Cash flow Clouds Loom Ominously Over Small Business

 In Daily Column

Don't let slow debtor payments turn into a crisis...

Don’t let slow debtor payments turn into a disaster..

Credit agency Dun & Bradstreet has delivered a blunt warning to SMEs about the patchy state of the economic recovery and now has 36,000 firms rated as being at “high risk” failure over the next 12 months.

The majority of firms at risk are small and have traded for less than four years.

D&B’s director of corporate affairs Damian Karmelich, says cashflow will account for 80-90% of collapses.

Karmelich says that as conditions improve and orders pick up, companies need to spend money to increase production and fulfill those orders.

However, they then must typically wait almost 60 days after the order is shipped to get paid.

“What you find is that you have a period of negative cashflow, and it’s that negative cashflow that causes the moment of crisis,” Karmelich says.

Leigh Dunsford, operations manager AR Cash Flow, agrees with Karmelich and contends that many SMEs get their timing wrong. “Most (SMEs) are of the mindset that they can’t afford to start a new job until they’ve been paid for the last. What happens in the interim is that they knock jobs back that simply may not be there when they’re cashed-up,” he said.

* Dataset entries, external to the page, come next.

PR #6116, opened 2024-04-08
Add test for converting packet data from v1 to v3

chatton:
## Description

WIP

closes: #XXXX

---

write a little note why.

### DIFF
--- a/modules/apps/transfer/internal/convert/convert.go
+++ b/modules/apps/transfer/internal/convert/convert.go
@@ -1,0 +1,82 @@
+package convert
+
+import (
+	v1types "github.com/cosmos/ibc-go/v8/modules/apps/transfer/types"
+	v3types "github.com/cosmos/ibc-go/v8/modules/apps/transfer/types/v3"
+	channeltypes "github.com/cosmos/ibc-go/v8/modules/core/04-channel/types"
+	"strconv"
+	"strings"
+)
+
+// PacketDataV1ToV3 converts a v1 packet data to a v2 packet data.
+func PacketDataV1ToV3(packetData v1types.FungibleTokenPacketData) v3types.FungibleTokenPacketData {
+	amount, err := strconv.ParseUint(packetData.Amount, 10, 64)
+	if err != nil {
+		panic(err)
+	}
+
+	v2Denom, trace := extractDenomAndTraceFromV1Denom(packetData.Denom)
+
+	// TODO: we should fail here, but some tests fail with this panic. We can re-visit.
+	// if v2Denom == "" {
+	// 	panic("base denom cannot be empty")
+	// }
+
+	return v3types.FungibleTokenPacketData{
+		Tokens: []*v3types.Token{
+			{
+				Denom:  v2Denom,
+				Amount: amount,
+				Trace:  trace,
+			},
+		},
+		Sender:   packetData.Sender,
+		Receiver: packetData.Receiver,
+		Memo:     packetData.Memo,
+	}
+}
+
+func extractDenomAndTraceFromV1Denom(v1Denom string) (string, []string) {
+	v1DenomTrace := v1types.ParseDenomTrace(v1Denom)
+
+	splitPath := strings.Split(v1Denom, "/")
+	pathSlice := extractPathAndBaseFromFullDenomSlice(splitPath)
+
+	if len(pathSlice) == 0 {
+		return v1DenomTrace.BaseDenom, []string(nil)
+	}
+
+	if len(pathSlice)%2 != 0 {
+		panic("pathSlice length is not even")
+	}
+
+	var trace []string
+	for i := 0; i < len(pathSlice); i += 2 {
+		trace = append(trace, strings.Join(pathSlice[i:i+2], "/"))
+	}
+
+	return v1DenomTrace.BaseDenom, trace
+}
+
+func extractPathAndBaseFromFullDenomSlice(fullDenomItems []string) []string {
+	var pathSlice []string
+
+	length := len(fullDenomItems)
+	for i := 0; i < length; i += 2 {
+		// The IBC specification does not guarantee the expected format of the
+		// destination port or destination channel identifier. A short term solution
+		// to determine base denomination is to expect the channel identifier to be the
+		// one ibc-go specifies. A longer term solution is to separate the path and base
+		// denomination in the ICS20 packet. If an intermediate hop prefixes the full denom
+		// with a channel identifier format different from our own, the base denomination
+		// will be incorrectly parsed, but the token will continue to be treated correctly
+		// as an IBC denomination. The hash used to store the token internally on our chain
+		// will be the same value as the base denomination being correctly parsed.
+		if i < length-1 && length > 2 && channeltypes.IsValidChannelID(fullDenomItems[i+1]) {
+			pathSlice = append(pathSlice, fullDenomItems[i], fullDenomItems[i+1])
+		} else {
+			break
+		}
+	}
+	return pathSlice
+}
--- a/modules/apps/transfer/internal/convert/convert_test.go
+++ b/modules/apps/transfer/internal/convert/convert_test.go
@@ -1,0 +1,102 @@
+package convert
+
+import (
+	v1types "github.com/cosmos/ibc-go/v8/modules/apps/transfer/types"
+	v3types "github.com/cosmos/ibc-go/v8/modules/apps/transfer/types/v3"
+	"github.com/stretchr/testify/require"
+	"testing"
+)
+
+func TestConvertPacketV1ToPacketV2(t *testing.T) {
+	const (
+		sender   = "sender"
+		receiver = "receiver"
+	)
+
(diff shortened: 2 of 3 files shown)


modules/apps/transfer/internal/convert/convert.go
```diff
@@ -0,0 +1,57 @@
...
+import (
+	"strings"
+
+	"github.com/cosmos/ibc-go/v8/modules/apps/transfer/internal/denom"
+	v1types "github.com/cosmos/ibc-go/v8/modules/apps/transfer/types"
+	v3types "github.com/cosmos/ibc-go/v8/modules/apps/transfer/types/v3"
+)
+
+// PacketDataV1ToV3 converts a v1 (ICS20-V1) packet data to a v3 (ICS20-V2) packet data.
+func PacketDataV1ToV3(packetData v1types.FungibleTokenPacketData) v3types.FungibleTokenPacketData {
```
chatton, line 12: I don't really like how we're  going from V1 -> V3 in terms of proto, but going from ICS20-V1 to V2, open to suggestions here.

modules/apps/transfer/internal/denom/denom.go
```diff
@@ -0,0 +1,41 @@
...
+	"strings"
+
+	"strings"
+
+	channeltypes "github.com/cosmos/ibc-go/v8/modules/core/04-channel/types"
+)
+
+// ExtractPathAndBaseFromFullDenom returns the trace path and the base denom from
+// the elements that constitute the complete denom.
+func ExtractPathAndBaseFromFullDenom(fullDenomItems []string) ([]string, string) {
```
chatton, line 13: note: this was moved from trace.go, and made internal. The one difference is a pathSlice is returned instead of a path. This makes the fn work for both use cases.

chatton:
This PR should be ready to go, today is my last day for a few weeks, so if any changes need to be made, feel free to take over this PR and get it over the line :+1:

modules/apps/transfer/internal/convert/convert.go
charleenfei: i'm ok with the `ICS20V1ToV2` framing as opposed to V1 -> V3 for PacketData!

charleenfei: we can do this in a followup pr

charleenfei (approved):

modules/apps/transfer/internal/convert/convert.go
srdtrk: Here are some potential ways to improve naming:
- Move v2 to v1 and v3 to v2.
- The name of the struct doesn't really mean much. So we could Name it `FungibleTokenPacketDataV2` and put it in v2.
- Move directly to `ics20-3`, SDK `v0.52` style.
- Keep as is

modules/apps/transfer/internal/convert/convert.go
```diff
@@ -0,0 +1,57 @@
...
+		Memo:     packetData.Memo,
+	}
+}
+
+// extractDenomAndTraceFromV1Denom extracts the base denom and remaining trace from a v1 IBC denom.
+func extractDenomAndTraceFromV1Denom(v1Denom string) (string, []string) {
+	v1DenomTrace := v1types.ParseDenomTrace(v1Denom)
+
+	splitPath := strings.Split(v1Denom, "/")
+	pathSlice, _ := denom.ExtractPathAndBaseFromFullDenom(splitPath)
```
srdtrk, line 37: This logic is already done in `ParseDenomTrace`. Instead of repeating the logic, we should probably just trim suffix `splitPath` using `v1DenomTrace.BaseDenom`

modules/apps/transfer/internal/convert/convert_test.go
```diff
@@ -0,0 +1,112 @@
...
+	const (
+		sender   = "sender"
+		receiver = "receiver"
+	)
+
+	testCases := []struct {
+		name        string
+		v1Data      v1types.FungibleTokenPacketData
+		v3Data      v3types.FungibleTokenPacketData
+		shouldPanic bool
```
srdtrk, line 22:
```suggestion
		expPanic bool
```
This can even be made a string/any to see if the panic message is the expected message

srdtrk (commented):
Looks good. Made some improvement suggestions

modules/apps/transfer/internal/convert/convert_test.go
damiannolan: couldn't we do `expPanic error` and do `RequirePanicsWithError` since there is no error return case?

modules/apps/transfer/internal/convert/convert.go
damiannolan: I suggested moving the proto definition to proto pkg v3 to see what it would look like seeing as it kind of makes sense to follow some proto rules. But maybe adding `FunginbleTokenPacketDataV2` or some other option is less noisy given that we are already on proto pkg v2.

When proto pkg v2 was added for packet data with amount as string we removed the v1 proto definition ([ref](https://github.com/cosmos/ibc-go/pull/350/files#diff-b92045f77047ee77e807794e59ed0ee6486f96087f31990086202a053df40c9e)), but this scenario is different given we want to maintain the existing packet data in parallel. 

There is a few different options here as @srdtrk has pointed out. I think we should avoid `ics20-3` at all costs - this would add too much confusion 😅 
I think another option is probably making the new packet data the proto pkg v2 `FungibleTokenPacketData` and renaming the existing one to have the V1 suffix or "Legacy" prefix or something. That might be a cleaner option completely, rather than introducing proto pkg v3 - I think this should be possible but will need to look into it a bit more, any thoughts on this?

modules/apps/transfer/internal/convert/convert.go
```diff
@@ -0,0 +1,57 @@
...
+
+import (
+	"strings"
+
+	"github.com/cosmos/ibc-go/v8/modules/apps/transfer/internal/denom"
+	v1types "github.com/cosmos/ibc-go/v8/modules/apps/transfer/types"
+	v3types "github.com/cosmos/ibc-go/v8/modules/apps/transfer/types/v3"
+)
+
+// PacketDataV1ToV3 converts a v1 (ICS20-V1) packet data to a v3 (ICS20-V2) packet data.
```
damiannolan, line 11: so where is this being used at the moment? or it isn't?

charleenfei: it will eventually be used in the ibc module packet lifecycle methods (`OnRecvPacket`, `OnAckPacket` `OnTimeoutPacket`) as those methods take in a `channeltypes.Packet` and we need to ensure that the Packet's data is read correctly.

modules/apps/transfer/internal/convert/convert_test.go
charleenfei: i can update this!

modules/apps/transfer/internal/convert/convert.go
charleenfei: ```I think another option is probably making the new packet data the proto pkg v2 FungibleTokenPacketData and renaming the existing one to have the V1 suffix or "Legacy" prefix or something. ```

this makes the most sense to me, as I think having the proto pkg move from v1 -> v2 in parallel with ics20 moving from v1 -> v2 seems to make the most sense. If there is general agreement I can make this update in this  pr!

modules/apps/transfer/internal/convert/convert.go
```diff
@@ -0,0 +1,57 @@
...
+		},
+		Sender:   packetData.Sender,
+		Receiver: packetData.Receiver,
+		Memo:     packetData.Memo,
+	}
+}
+
+// extractDenomAndTraceFromV1Denom extracts the base denom and remaining trace from a v1 IBC denom.
+func extractDenomAndTraceFromV1Denom(v1Denom string) (string, []string) {
+	v1DenomTrace := v1types.ParseDenomTrace(v1Denom)
```
AdityaSripal, line 34: Seems to me like we can just use this function. And then split the trace in here further and return the base denom as-is

modules/apps/transfer/internal/convert/convert_test.go
```diff
@@ -0,0 +1,113 @@
...
+					{
+						Denom:  "atom/pool",
+						Amount: "1000",
+						Trace:  []string{"transfer/channel-0", "transfer/channel-1"},
+					},
+				}, sender, receiver, ""),
+			nil,
+		},
+		{
+			"success: longer trace with non transfer port",
```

D&B’s warning rides on the back of the latest SensisR data which contends that SMEs perceived cashflow as the number 1 problem facing them over the next 6 months.

Further to this, Smart Company’s James Thomson, yesterday mooted  the problem of debtors days when posing the question: “It’s not just, can this firm pay my bill, it’s will they pay in a timely manner?”

Leigh Dunsford says: “If an SME has credit worthy debtors, we can provide them funding within 24 hours, but it’s what they do with the cash that determines their long-term viability.”

“Some (short-term) clients ‘raid the candy store.” The smart ones reinvest only what they need to meet fixed costs like wages or to purchase materials for new jobs…they don’t fritter future earnings away,” said Dunsford.

Dunsford recommends that SMEs should “shop around” when sourcing alternate avenues of funding.